Newly-staged measures on Chinese textile exports will help improve the trading climate for Chinese textile companies and benefit the industry's long-term development, industry insiders told China Daily yesterday.

 

China said yesterday it will impose a new tax on textile exports, responding to US and European pressure to restrain its growth amid fears that Chinese textiles will flood markets abroad when global quotas expire next month.

 

Domestic companies are not surprised at the news since they have long been talking about an industry management system in the quota-free age.

 

"At least, we will make sure that quotas will be lifted though we have to pay some export tariffs," said Ma Bin, manager of the department for US and European markets of the Ningbo Shenzhou Textile Co Ltd.

 

The Chinese companies are worried that textile quotas will not be removed as agreed. All quotas restricting textile and clothing trade between the World Trade Organization (WTO) members will be eliminated by December 31, 2004, according to the Agreement on Textiles and Clothing.

 

But some foreign textile producers have called for putting off the quota elimination.

 

"In recent months, we have been living in uncertainty, which also impacts on our business," Ma said.

 

He said local textile companies are not daring to sign big deals with US companies before the textile trade policy is clear.

 

Ma said he believed that the new policy will help to ease intended trade with the United States, which has threatened to impose any necessary safeguard measures on Chinese textiles.

 

China's export of textiles has been seriously affected by the quota restriction.

 

Trade volume put under quota restriction accounts for about 70 percent of the total textile trade in the world, and the trade volume that is free of quota restriction is about 30 percent of the total.

 

In contrast, China's export of textile products accounts for only 5 percent of the total textile trade under quota restriction in the world, and 30 percent of the total that is free of quota restrictions.
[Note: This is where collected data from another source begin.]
PR #552, opened 2023-06-06
Update transcoding.md

d6gNMGiKx6k8:
Previously it stated there are three types of transcoding, but there were four items in the list.  The first item was for direct play, so I updated to clarify that there are four types of playback, yet only three of which perform transcoding.

### DIFF
--- a/docs/general/server/transcoding.md
+++ b/docs/general/server/transcoding.md
@@ -20,9 +20,9 @@ This option will manually set the number of threads to use when transcoding. If 
 
 ## Types of Transcoding
 
-There are three types of transcoding. The type being used will be listed in the dashboard when playing a file. They are ordered below from lowest to highest load on the server:
+There are four types of playback; three of which involve transcoding.  The type being used will be listed in the dashboard when playing a file. They are ordered below from lowest to highest load on the server:
 
-- Direct Play: Delivers the file with no modifications. Almost no additional load on the server.
+- Direct Play: Delivers the file without transcoding.  There is no modification to the file and almost no additional load on the server.
 - Remux: Changes the container but leaves both audio and video streams untouched.
 - Direct Stream: Transcodes audio but leaves original video untouched.
 - Transcode: Transcodes the video stream.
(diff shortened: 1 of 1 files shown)


docs/general/server/transcoding.md
```diff
@@ -20,9 +20,9 @@ This option will manually set the number of threads to use when transcoding. If
 
 ## Types of Transcoding
 
-There are three types of transcoding. The type being used will be listed in the dashboard when playing a file. They are ordered below from lowest to highest load on the server:
+There are four types of playback; three of which involve transcoding.  The type being used will be listed in the dashboard when playing a file. They are ordered below from lowest to highest load on the server:
```
Shadowghost, line 23:
```suggestion
There are four types of playback; three of which involve transcoding. The type being used will be listed in the dashboard when playing a file. They are ordered below from lowest to highest load on the server:
```

docs/general/server/transcoding.md
```diff
@@ -20,9 +20,9 @@ This option will manually set the number of threads to use when transcoding. If
...
 
-- Direct Play: Delivers the file with no modifications. Almost no additional load on the server.
+- Direct Play: Delivers the file without transcoding.  There is no modification to the file and almost no additional load on the server.
```
Shadowghost, line 25:
```suggestion
- Direct Play: Delivers the file without transcoding. There is no modification to the file and almost no additional load on the server.
```

Shadowghost (changes requested):

docs/general/server/transcoding.md
d6gNMGiKx6k8: Ha!  I noticed the space after I submitted and that it was inconsistent with this new-age, single space after a sentence, format the kids are using these days.  I'd have updated it previously, but this is my first fork, commit, and pull request in my life.  I wanted to take it slow and not risk screwing things up further in trying to make the update!  Many thanks!

Shadowghost (approved):

docs/general/server/transcoding.md
Shadowghost: It's still wrong, no?

nielsvanvelzen (changes requested):
Feedback is not (yet) resolved

nielsvanvelzen (approved):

But these textile companies are still unclear about the impact of newly-imposed export tariffs since the products under tariffs and the level are not specified.

 

Zhang Hanlin, a professor with the University of International Business and Economics, said it is a big concession for China to put such measures in place but they are practical given the current situation.

 

"Even if China wins every possible textile dispute, the business will still suffer," he said.

 

The European Union welcomed the Chinese decision to manage its textile exports. Franz Jessen, deputy delegation head of the EU Commission to China and Mongolia, said these measures will help China to develop textiles with high added value and ease concerns of other developing countries.